Несмотря на душевную боль, Стив постарался наблюдать за всем как бы со стороны. Ужин был необычным. «Нормандия» преобразилась в госпиталь, и общество, приехавшее в Довиль, жило в подвальных помещениях. Холл отеля был переполнен калеками; Лиана и Файя не осмеливались пройти через него в блестящих платьях, привезенных Стеллио. Они надели короткие платья из джерси: Лиана — зеленое, Файя — голубое, — с маленькими поддельными украшениями и отправились в укромное место — оранжерею казино.

С самого начала вечера все поняли, что выбор в этот раз пал на Макса. Однако каждый из поклонников выбивался из сил, чтобы показать, чего стоит. Д’Эспрэ вспомнил о Мата Хари, возмутившись тем, что ее хотят расстрелять: «Это повредит нашей репутации галантного отношения к женщинам». Файя не проявила интереса к этой теме. Тогда он стал рассуждать о том, как война губит все прекрасное — уже погибли на фронте многие художники, скульпторы, триста писателей. Снова безуспешно. Молодые теннисисты приняли у него эстафету. Они перебирали самые экстравагантные идеи: украсить Париж, поставив на бульварах цинковые пальмы, покрыть золотом собор Сакрэ-Кер, заменить витражи в Сент-Шапель кинематографическими экранами, переделать Эйфелеву башню в гигантский барометр. На другом конце стола, в костюме, навеянном новыми идеями «Парада», в куртке из черной альпаки и оранжевых брюках, Минко продолжал паясничать в одиночестве. Пепе был невозмутим: он наблюдал за окружающими, маленькими глотками попивая портвейн.

В продолжение вечера Стиву с трудом удавалось сохранять хладнокровие. Чтобы как можно реже смотреть на Файю, он стал наблюдать за д’Эспрэ, который явно нервничал. И причиной был кот Нарцисс, которого, закрытого в корзинке из ивы, Файя всюду брала с собой.
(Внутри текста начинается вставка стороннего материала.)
PR #611, opened 2018-07-18
Add ability to create banners

BryanEliDimas:
This PR adds the ability to create alert-like banners to the main page/login form, to be used when parts of the system are down, like Facebook login.

Note: we (meaning I) may still have to add more more tests and we may want to move all the timezone logic to a shared location like application helper.

screen shot 2018-07-19 at 12 05 04 pm
[Create]
===
screen shot 2018-07-19 at 12 06 26 pm
[View all]
===
screen shot 2018-07-19 at 12 06 12 pm

### DIFF
--- a/app/controllers/admin/banners_controller.rb
+++ b/app/controllers/admin/banners_controller.rb
@@ -1,0 +1,30 @@
+module Admin
+  class BannersController < BaseController
+    layout 'admin'
+
+    def index
+      @banners = Banner.where('expires_at > ?', DateTime.now)
+    end
+
+    def new; end
+
+    def create
+      handle_with(BannersCreate,
+        success: lambda do 
+          flash[:success] = 'Banner created'
+          redirect_to admin_banners_path
+        end,
+        failure: lambda do
+          flash[:alert] = 'Banner created'
+          redirect_to :back
+        end
+      )
+    end
+
+    def destroy
+      banner = Banner.where(id: params[:id]).first
+      banner.destroy
+      redirect_to :back
+    end
+  end
+end
--- a/app/controllers/admin/banners_controller.rb
+++ b/app/controllers/admin/banners_controller.rb
@@ -9,13 +9,30 @@ module Admin
     def new; end
 
     def create
-      handle_with(BannersCreate,
-        success: lambda do 
+      handle_with(BannersManage,
+        success: lambda do
           flash[:success] = 'Banner created'
           redirect_to admin_banners_path
         end,
         failure: lambda do
-          flash[:alert] = 'Banner created'
+          flash[:alert] = 'Error in saving. Please try again.'
+          redirect_to :back
+        end
+      )
+    end
+
+    def edit
+      @banner = Banner.where(id: params[:id]).first
+    end
+
+    def update
+      handle_with(BannersManage,
+        success: lambda do
+          flash[:success] = 'Banner updated'
+          redirect_to admin_banners_path
+        end,
+        failure: lambda do
+          flash[:alert] = 'Error in saving. Please try again.'
           redirect_to :back
         end
       )
--- a/app/controllers/admin/banners_controller.rb
+++ b/app/controllers/admin/banners_controller.rb
@@ -1,9 +1,10 @@
 module Admin
   class BannersController < BaseController
     layout 'admin'
+    before_filter :delete_expired_banners, only: [:index]
 
     def index
-      @banners = Banner.where('expires_at > ?', DateTime.now)
+      @banners = Banner.active
     end
 
     def new; end
@@ -11,29 +12,25 @@ module Admin
     def create
       handle_with(BannersManage,
         success: lambda do
-          flash[:success] = 'Banner created'
-          redirect_to admin_banners_path
+          redirect_to admin_banners_path, notice: 'Banner created'
         end,
         failure: lambda do
-          flash[:alert] = 'Error in saving. Please try again.'
-          redirect_to :back
+          render :new
         end
       )
     end
 
     def edit
-      @banner = Banner.where(id: params[:id]).first
+      @banner = Banner.find_by(id: params[:id])
     end
 
     def update
       handle_with(BannersManage,
         success: lambda do
-          flash[:success] = 'Banner updated'
-          redirect_to admin_banners_path
+          redirect_to admin_banners_path, notice: 'Banner updated'
         end,
         failure: lambda do
-          flash[:alert] = 'Error in saving. Please try again.'
-          redirect_to :back
+          render :edit
         end
       )
     end
@@ -42,6 +39,13 @@ module Admin
       banner = Banner.where(id: params[:id]).first
       banner.destroy
       redirect_to :back
+    end
+
+    protected
+
+    def delete_expired_banners
+      expired_banners = Banner.where('expires_at < ?', DateTime.now)
+      expired_banners.delete_all
     end
   end
 end
--- a/app/controllers/sessions_controller.rb
+++ b/app/controllers/sessions_controller.rb
@@ -35,7 +35,7 @@ class SessionsController < ApplicationController
 
   # Login form
   def start
-    @banners = Banner.where('expires_at > ?', DateTime.now)
+    @banners = Banner.active
   end
 
   def lookup_login
--- a/app/controllers/sessions_controller.rb
+++ b/app/controllers/sessions_controller.rb
@@ -35,6 +35,7 @@ class SessionsController < ApplicationController
 
   # Login form
   def start
+    @banner_message = Banner.where('expires_at > ?', DateTime.now).first.try(:message)
   end
 
   def lookup_login
--- a/app/controllers/sessions_controller.rb
+++ b/app/controllers/sessions_controller.rb
@@ -35,7 +35,7 @@ class SessionsController < ApplicationController
 
   # Login form
   def start
-    @banner_message = Banner.where('expires_at > ?', DateTime.now).first.try(:message)
+    @banners = Banner.where('expires_at > ?', DateTime.now)
   end
 
   def lookup_login
--- a/app/handlers/admin/banners_manage.rb
+++ b/app/handlers/admin/banners_manage.rb
@@ -21,12 +21,13 @@ module Admin
         banner.message = params[:banner][:message]
         banner.expires_at = expires_at
         banner.save
+        transfer_errors_from(banner, { type: :verbatim })
       end
     end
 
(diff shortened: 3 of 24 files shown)


BryanEliDimas:
[Be able to set banners and notification through accounts](https://trello.com/c/vQIMadW6/458-be-able-to-set-banners-and-notification-through-accounts)

app/controllers/admin/banners_controller.rb
```diff
@@ -0,0 +1,47 @@
+module Admin
+  class BannersController < BaseController
+    layout 'admin'
+
+    def index
+      @banners = Banner.where('expires_at > ?', DateTime.now)
```
Dantemss: Will need an index on expires_at. Might also be a good idea to automatically delete expired banners when they are accessed (if there's no way to see them) even for admins.

app/controllers/admin/banners_controller.rb
```diff
@@ -0,0 +1,47 @@
...
+        end,
+        failure: lambda do
+          flash[:alert] = 'Error in saving. Please try again.'
+          redirect_to :back
+        end
+      )
+    end
+
+    def edit
+      @banner = Banner.where(id: params[:id]).first
```
Dantemss: Could use `.find_by` instead of `.where().first`

app/controllers/sessions_controller.rb
```diff
@@ -35,6 +35,7 @@ class SessionsController < ApplicationController
 
   # Login form
   def start
+    @banners = Banner.where('expires_at > ?', DateTime.now)
```
Dantemss: Maybe make this into a scope to avoid repeating it.

app/controllers/admin/banners_controller.rb
```diff
@@ -0,0 +1,47 @@
...
+    def new; end
+
+    def create
+      handle_with(BannersManage,
+        success: lambda do
+          flash[:success] = 'Banner created'
+          redirect_to admin_banners_path
+        end,
+        failure: lambda do
+          flash[:alert] = 'Error in saving. Please try again.'
```
Dantemss: This error message is not too explicit. Are the fields that have errors highlighted at least when this happens?

app/handlers/admin/banners_manage.rb
```diff
@@ -0,0 +1,41 @@
...
+
+    def handle
+      expires_at_central = string_from_date_select_params(params[:banner], :expires_at)
+      expires_at = central_to_utc(expires_at_central)
+
+      outputs[:banner] = Banner.where(id: params[:id]).first_or_initialize.tap { |banner|
+        banner.message = params[:banner][:message]
+        banner.expires_at = expires_at
+        banner.save
+      }
```
Dantemss: I prefer `do...end` for multiline blocks but you don't have to change this because a lot of people don't care anyway :)

app/handlers/admin/banners_manage.rb
```diff
@@ -0,0 +1,41 @@
...
+    end
+
+    # consider moving this method into a shared location
+    # because it's something that Rails should've included
+    # as it is necessary for parsing dates from date_select tags
+    def string_from_date_select_params(params, key)
+      date_parts = params.select { |k,v| k.to_s =~ /\A#{key}\([1-6]{1}i\)/ }.values
+      date_parts[0..2].join('-') + ' ' + date_parts[3..-1].join(':')
```
Dantemss: It's not very clear what this code is doing. How about trying the approach that is in https://stackoverflow.com/a/13606990? Then you will have a date that is already parsed and won't need to parse the string again (in the method below).

app/helpers/application_helper.rb
```diff
@@ -154,13 +155,21 @@ def ox_card(classes: "", heading: "", &block)
         end
       end
 
+      banners_divs = if banners.present?
```
Dantemss: I would suggest using `unless banners.empty?` just because `present?` is a Rails extension, not standard Ruby.

But actually you should be able to just remove this check because an empty array should make banners_divs a perfectly fine blank string.

app/models/banner.rb
```diff
@@ -0,0 +1,2 @@
+class Banner < ActiveRecord::Base
```
Dantemss: I recommend adding the message presence validation here too.

config/routes.rb
```diff
@@ -202,6 +202,8 @@
 
     resources :pre_auth_states, only: [:index]
 
+    resources :banners
```
Dantemss: You don't have a show action in the controller, so would be good to use `except: :show` here.

spec/factories/banners.rb
```diff
@@ -0,0 +1,6 @@
+FactoryGirl.define do
+  factory :banner do
+    message "MyString"
+    expires_at "2018-07-17 17:30:39"
```
Dantemss: Might be a good idea to default to an expiration date in the future to avoid surprises, for example using `Time.now + 1.day` or something.

spec/models/banner_spec.rb
```diff
@@ -0,0 +1,5 @@
+require 'rails_helper'
+
+RSpec.describe Banner, type: :model do
+  pending "add some examples to (or delete) #{__FILE__}"
```
Dantemss: Since the model is so simple, maybe just add a `it { should validate_presence_of :message }` (after adding the validation in the model above)

app/controllers/sessions_controller.rb
BryanEliDimas: Done.

app/helpers/application_helper.rb
BryanEliDimas: True. Done. I removed that check as you said.

app/models/banner.rb
BryanEliDimas: Ah. Done!

config/routes.rb
BryanEliDimas: Oh yeah, I missed that.

spec/factories/banners.rb
BryanEliDimas: Fixed.

app/handlers/admin/banners_manage.rb
BryanEliDimas: Oh. Yeah, I also prefer that, I just changed it because I wanted to paste it into the console all as one line and forgot to change it back. Fixed.

app/controllers/admin/banners_controller.rb
BryanEliDimas: Fixed, as we discussed, just by adding `render :edit`.

app/handlers/admin/banners_manage.rb
BryanEliDimas: Done.

spec/models/banner_spec.rb
BryanEliDimas: Done.

app/controllers/admin/banners_controller.rb
BryanEliDimas: Done, added an index on expires_at. And I added a `before_filter :delete_expired_banners, only: [:index]` as I can't think of any other way to do it automatically without creating a scheduled rake task.

app/controllers/admin/banners_controller.rb
BryanEliDimas: Yeah. True. Done.

BryanEliDimas:
@Dantemss Thanks Dante. I've made the suggested changes and I hope that the tests I've added are enough.

app/views/admin/banners/index.html.erb
```diff
@@ -0,0 +1,22 @@
...
+    <th style="width: 20%">Expires at</th>
+    <th>Message</th>
+    <th>Edit</th>
+    <th>Delete</th>
+  </tr>
+
+  <% @banners.each do |banner| %>
+    <% zebra = cycle('odd', 'even') %>
+    <tr class="<%= zebra %>">
+      <td><%= banner.expires_at.in_time_zone('UTC').strftime("%m/%d/%Y %I:%M%p") %></td>
```
BryanEliDimas: @Dantemss I don't know why this works this way, seems counterintuitive to me, but it does seem to work fine. I'd consider moving this timezone logic and `strftime` display logic somewhere else but not sure where or if it's really necessary.

BryanEliDimas:
@Dantemss I think the failing specs are unrelated to my code.

app/models/banner.rb
```diff
@@ -0,0 +1,10 @@
...
+  scope :active, -> { where('expires_at > ?', DateTime.now) }
+
+  validates :message, presence: true
+  validates :expires_at, presence: true
+
+  def expires_at=(expires_at)
+    super(expires_at).try(:in_time_zone, 'Central Time (US & Canada)')
```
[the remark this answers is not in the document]
Dantemss: Should be fine, but do you really care about the return value of `expires_at=`?

app/views/admin/banners/index.html.erb
BryanEliDimas: Right... that's right. Like I said, I don't know why this works this way but it looks right in the frontend. @Dantemss

app/models/banner.rb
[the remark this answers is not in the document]
BryanEliDimas: No I don't care about the return value, but I think what that code does is *parse* the time as Central time because that's what it is. Otherwise, it thinks that it's in UTC which it isn't. @Dantemss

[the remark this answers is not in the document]
Dantemss: What this code is doing is setting the expires_at to whatever time you pass in, then return that value as Central Time. I don't think the return part is needed.

app/views/admin/banners/index.html.erb
Dantemss: Hm can you move this code to the banner model (`def expires_at`) and write a few tests? Just to be safe.

Dantemss: Actually maybe call it something else since it returns a string.

app/models/banner.rb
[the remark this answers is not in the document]
Dantemss: Maybe just remove this method, I don't think it's actually doing much.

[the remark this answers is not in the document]
BryanEliDimas: Ohh. Yeah. Done.

BryanEliDimas:
All done.

BryanEliDimas:
Added a feature test and a model test to check for correctness in timezone.

victoria-cooke:
@BryanEliDimas Banner screen: https://invis.io/KJUHX9TD7BQ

Ему удалось разодрать часть решетки, и он просовывал сквозь клетку свой маленький коготь, царапая манжеты графа. Д’Эспрэ не осмеливался его одернуть и выдерживал нападения так, как если бы шел на мученичество.

Вдруг его лицо озарилось.

— Я пишу о вас роман, — объявил он Файе.

На секунду она отвлеклась от Макса:

— Обо мне? И как он называется?

Д’Эспрэ решил, что партия выиграна, и напыщенно провозгласил:

— Вторжение в Дом Кота!

— Это по-идиотски. Ни о чем не говорит.

Как бы желая подчеркнуть презрение своей хозяйки, Нарцисс снова цапнул графа за манжеты, но тот, казалось, ничего не почувствовал. Он собрал все свои силы и осмелился задать вопрос, который уже долгие годы обжигал ему губы:

— Что я для вас, мадам, что вы так со мной жестоки?

— Вы? Человек другого поколения, которого я обожаю.

— Которого я обожаю… — повторил он эхом.

У графа уже превратилось в манию повторять последние слова, сказанные Файей. Но в этот раз он, очевидно, ничего не понял и погрузился в свои мысли.

Файя поднялась, но д’Эспрэ даже не видел, как за ней потянулись другие — удрученные, с выражением вечной покорности.

* * *

Как и следовало ожидать, ни Файя, ни Макс не вернулись на ночь в отель. Стив не осмелился пойти на виллу и спал в подвалах «Нормандии», в кровати, предназначенной для д’Эспрэ: граф заявил, что это время благоприятствует творчеству, и до утра закрылся в кабинете директора, чтобы работать над «Вторжением в Дом Кота».

Стив следил за малейшим шумом, доносившимся из комнаты Файи, но слышал только царапанье когтей Нарцисса, который, должно быть, окончательно разделался со своей корзиной. Он заснул только под утро, после того как д’Эспрэ зашел, чтобы переодеться. Проснувшись к полудню, он постучал в комнату Лианы: Файя еще не приходила.